They had the Fieseler Fi 167, Hs 123, Hs 126 and I don't know what others and how they matched up to the Cr.42 Falco or Gladiator. 

I know Germany had some Falcos


----------



## Juha (Sep 27, 2009)

The last biplane fighter used by LW was IIRC Arado Ar 68, some were still in use in Sept 39 as night fighters IIRC.

Juha


----------



## B-17engineer (Sep 27, 2009)

Ar 68 was one ugly looking beast.


----------



## Vincenzo (Sep 27, 2009)

Lucky13 said:


> Which was the German equivalent to the CR.42 and the Gladiator, did they have any?

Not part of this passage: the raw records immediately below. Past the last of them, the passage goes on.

PR #1345, opened 2015-01-14
Load HDF5 dataset with 1D label vector

fvisin:
I have a couple of doubts: 
1) Is it ok to load every vector as a one-column matrix? Is there a case in which we don't want this?
2) Should all this be handled in the "format_as" method of IndexSpace instead of changing the way we load the data? In this case, should we modify also the other spaces?

### DIFF
--- a/pylearn2/datasets/dense_design_matrix.py
+++ b/pylearn2/datasets/dense_design_matrix.py
@@ -790,7 +790,7 @@ class DenseDesignMatrix(Dataset):
 
             # This is to support old pickled models as well to trigger the
             # conversion of the labels vector into a 2D one-hot matrix if
-            # y_labels is specified
+            # y_labels is specified and the cost requires it
             if getattr(self, 'y_labels', None) is not None:
                 y_space = IndexSpace(dim=dim, max_labels=self.y_labels)
             elif getattr(self, 'max_labels', None) is not None:
--- a/pylearn2/datasets/dense_design_matrix.py
+++ b/pylearn2/datasets/dense_design_matrix.py
@@ -129,7 +129,8 @@ class DenseDesignMatrix(Dataset):
         If y contains labels then y_labels must be passed to indicate the
         total number of possible labels e.g. 10 for the MNIST dataset
         where the targets are numbers. This will make the set use
-        IndexSpace.
+        IndexSpace that will convert the label data in a one-hot matrix if
+        needed.
 
     See Also
     --------
@@ -786,7 +787,10 @@ class DenseDesignMatrix(Dataset):
                 dim = 1
             else:
                 dim = self.y.shape[-1]
-            # This is to support old pickled models
+
+            # This is to support old pickled models as well to trigger the
+            # conversion of the labels vector into a 2D one-hot matrix if
+            # y_labels is specified
             if getattr(self, 'y_labels', None) is not None:
                 y_space = IndexSpace(dim=dim, max_labels=self.y_labels)
             elif getattr(self, 'max_labels', None) is not None:
--- a/pylearn2/datasets/hdf5.py
+++ b/pylearn2/datasets/hdf5.py
@@ -147,7 +147,6 @@ class HDF5Dataset(DenseDesignMatrix):
         * HDF5ViewConverter is used instead of DefaultViewConverter
         * Data specs are derived from topo_view, not X
         * NaN checks have been moved to HDF5DatasetIterator.next
-        * Support for "old pickled models" is dropped.
 
         Note that y may be loaded into memory for reshaping if y.ndim != 2.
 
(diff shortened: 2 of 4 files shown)


pylearn2/datasets/dense_design_matrix.py
```diff
@@ -786,7 +787,10 @@ def set_topological_view(self, V, axes=('b', 0, 1, 'c')):
                 dim = 1
             else:
                 dim = self.y.shape[-1]
-            # This is to support old pickled models
+
+            # This is to support old pickled models as well to trigger the
+            # conversion of the labels vector into a 2D one-hot matrix if
+            # y_labels is specified
```
lamblin: That's not exactly True. The conversion to one-hot will not be done unless the cost requires it. Some costs work with IndexSpace.

pylearn2/datasets/hdf5.py
```diff
@@ -233,7 +239,26 @@ def next(self):
...
+                # example test_hdf5_topo_view(), where where i
+                # next.index.shape = (10,) and data is 'data': <HDF5
+                # dataset "y": shape (10, 3), type "<f8">
+                # I think it would be better to explicitly check if
+                # next_index.shape is incompatible with data.shape, for
+                # instance checking if next_index.ndim == data.ndim
+                if data.ndim > 1:
+                    this_data = data[next_index, :]
+                else:
+                    raise
```
lamblin: I don't understand how that would work.
I cannot imagine a case where `data[next_index]` would be a problem, but `data[next_index, :]` would be OK.

pylearn2/datasets/hdf5.py
```diff
@@ -233,7 +239,26 @@ def next(self):
...
+            # Check if the dataset data is a vector and transform it into a
+            # one-column matrix. This is needed to automatically convert the
+            # shape of the data later (in the format_as method of the
+            # Space.)
+            if this_data.ndim == 1:
+                this_data = this_data[:, np.newaxis]
```
lamblin: This is too general. Some spaces may require data of dimensionality 1 in the future, and this would not work.

lamblin:
So, to answer your questions:
> 1) Is it ok to load every vector as a one-column matrix? Is there a case in which we don't want this?
There is no current case where it would be a problem, but it could become one in the future. It is also confusing.

> 2) Should all this be handled in the "format_as" method of IndexSpace instead of changing the way we load the data? In this case, should we modify also the other spaces?
In theory, we could make a vector of ints a valid value for an IndexSpace. The problem would be that there would not be a canonical representation of that value in an IndexSpace: if that vector was converted to another space and back, it may come back as a column vector, which would be different from the original.

I really think the answer is:
- clarify that y has to be a 2D tensor
- fix the original dataset so that it is the case.

pylearn2/datasets/dense_design_matrix.py
fvisin: Ok, I just thought that it might be useful to know that it is not only to support old models, to avoid a "support dropped" situation as in the hdf5 equivalent.

pylearn2/datasets/hdf5.py
fvisin: This code is not mine, I just added a comment based on what I experienced debugging these lines. As I wrote, if you execute test_hdf5_topo_view() in test_hdf5.py data[next_index] will trigger an exception while data[next_index, :] works.

fvisin:
> There is no current case where it would be a problem, but it could become one in the future. It is also confusing.

Ok, I agree

> In theory, we could make a vector of ints a valid value for an IndexSpace. The problem would be that there would not be a canonical representation of that value in an IndexSpace: if that vector was converted to another space and back, it may come back as a column vector, which would be different from the original.

Do you think it would make sense to check if it is 'y' and 'y_labels' is set and convert it only in that case?

fvisin:
Ok, I deleted my workaround and modified the error message to be more informative.
I am leaving the code to set y_space to an IndexSpace if y_labels or max_labels are specified.

pylearn2/datasets/hdf5.py
lamblin: OK, I just tried it with h5py.
The problem is that, when `next_index` is an `ndarray` and not a list, `data[next_index]` is interpreted as indexing by a mask, not by a list of indices, and it fails with the following error:
```
TypeError: PointSelection __getitem__ only works with bool arrays
```
The solution is indeed to force the interpretation of `next_index` as an index in only one dimension, but a more robust way of doing that is to always call `data[next_index, ...]`, which works even if `data` has only one dimension.
Could you update the comment again, remove the try/catch and replace it by `data[next_index, ...]`?
If my comment is not clear enough, let me know and I'll submit a PR to yours.

pylearn2/utils/iteration.py
```diff
@@ -816,11 +816,21 @@ def __init__(self, dataset, subset_iterator, data_specs=None,
...
+                                "convert it into a one-column 2D matrix i.e. "
+                                "its shape should be [num_samples, 1]. You "
+                                "should also specify the y_labels parameter "
+                                "so that pylearn2 will use an IndexSpace "
+                                "instead of a VectorSpace. This will ensure "
+                                "an automatic conversion of the vector into a "
+                                "one-hot matrix when needed"
+                            )
+                            # raise, preserving also the original message
                             reraise_as(ValueError(msg))
```
lamblin: It is nice to have a more precise error messge, but please keep the original message (`e`), and do not add the new message in all cases: there are many other reasons a ValueError could be raised at that point.
For instance, the index for a class could be out of bound, the user could try to convert an RGB image into grayscale, etc. In those cases, the new error message would not make sense.

Actually, I think the best place to put such an error message would be in IndexSpace itself, in the `np_validate` method: there, you know exactly which conversion is attempted.

fvisin:
I close this PR cause I wrote a completely new hdf5 handler: https://github.com/lisa-lab/pylearn2/pull/1375/files

The error message improvement part of this PR is still valid, but I will make a different PR for that.

PR #1353, opened 2015-01-17
Modify projection layer (sandbox) to handle composite space

minhlab:
To be used in multi-task learning.

### DIFF
--- a/pylearn2/sandbox/nlp/models/tests/composite.yaml
+++ b/pylearn2/sandbox/nlp/models/tests/composite.yaml
@@ -38,7 +38,7 @@
     },
     model: !obj:pylearn2.models.mlp.MLP {
         layers: [
-            !obj:models.mlp.ProjectionLayer {
+            !obj:pylearn2.sandbox.nlp.models.mlp.ProjectionLayer {
                 layer_name: 'projection',
                 dim: 4,
                 irange: 0.05,
--- a/pylearn2/sandbox/nlp/models/tests/composite.yaml
+++ b/pylearn2/sandbox/nlp/models/tests/composite.yaml
@@ -1,6 +1,6 @@
 !obj:pylearn2.train.Train {
     dataset: &train !obj:pylearn2.datasets.vector_spaces_dataset.VectorSpacesDataset {
-        data: !obj:pylearn2.sandbox.nlp.models.as_tuple { list_: [
+        data: [
                   !obj:numpy.random.randint { 
                           'low': 0, 
                           'high': &max_labels 10, 
@@ -13,7 +13,7 @@
                         },
                   !obj:numpy.random.normal { 'size':[5,3] },
                   !obj:numpy.random.normal { 'size':[5,5] },
-              ] },
+              ],
         data_specs: [
                 !obj:pylearn2.space.CompositeSpace { components: [
                         &feature1 !obj:pylearn2.space.IndexSpace { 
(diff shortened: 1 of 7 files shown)


pylearn2/sandbox/nlp/models/tests/composite.yaml
```diff
@@ -0,0 +1,78 @@
+!obj:pylearn2.train.Train {
+    dataset: &train !obj:pylearn2.datasets.vector_spaces_dataset.VectorSpacesDataset {
+        data: !obj:pylearn2.sandbox.nlp.models.as_tuple { list_: [
```
lamblin: I think it may be better to fix `VectorSpacesDataset` so it accepts a list as `data`.

lamblin:
At a high level, it makes sense to me.
@bartvm can you have a look as well?

bartvm:
LGTM, although some unit tests that can run on Travis might be a good idea?

pylearn2/sandbox/nlp/models/tests/composite.yaml
minhlab: I think so but hesitate to modify things...

minhlab:
yes, there are

bartvm:
Oops, mistook that for a script, my bad. Looks good then!

pylearn2/sandbox/nlp/models/tests/test_mlp.py
```diff
@@ -0,0 +1,15 @@
+'''
+Created on Jan 17, 2015
+
+@author: Minh Ngoc Le
```
bartvm: You should probably follow the format used everywhere else (e.g. [here](https://github.com/lisa-lab/pylearn2/blob/master/pylearn2/models/model.py#L1-L7)).

minhlab: Should I put `__maintainer__ = "LISA Lab"` and `__email__ = "pylearn-dev@googlegroups"`? I don't know what maintaining this piece of code would be like.

bartvm: Whichever you prefer. No official responsibilities come with putting your name at the top; it's mostly for credit I guess (because for any questions we can find the one who wrote the code anyway through Git blame).

minhlab: OK, I pushed a new version.

pylearn2/sandbox/nlp/models/tests/composite.yaml
minhlab: I mean maybe people didn't accept lists for a reason.

lamblin: In that case, I'm pretty sure there is no particular reason. It may even already work, and the only change needed would be to update the docstring :)
If it does not, then changing the `__init__` method to set `self.data = tuple(data)` should be enough.

minhlab: You're right, I'll do it next week.

minhlab:
I removed `as_tuple` and change things to make it work.

minhlab:
I [merged pylearn2/utils/iteration.py](https://github.com/minhlab/pylearn2/commit/02cb1c7ca7fb366f3868fd172a3458d7209d8c94) with lisa-lab/master because github complained that there was a merge conflict.

lamblin:
I'm afraid the merge commit will confuse the history on github.
Instead of merging in cases of conflicts, we try to _rebase_ on the latest master instead, and force-push on the pull request.
Do you think you can try to do that? Otherwise I'll try to find some time to do it.

minhlab:
I have never had time to learn git carefully but now it starts to make sense to me :D

lamblin:
Thanks!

i think we can reply with Bf 109, the Gladiator it's only a few months oldest of 109 (seeing the operational date)


----------



## Colin1 (Sep 27, 2009)

Vincenzo said:


> i think we can reply with Bf 109, the Gladiator it's only a few months oldest of 109 (seeing the operational date)


Didn't Henschel have a biplane contemporary of the Gladiator?


----------



## VG-33 (Sep 27, 2009)

Colin1 said:


> Didn't Henschel have a biplane contemporary of the Gladiator?



Yes he did, but the Hs 123 was never used as a fighter, only for ground support missions AFAIK.


----------



## Civettone (Oct 3, 2009)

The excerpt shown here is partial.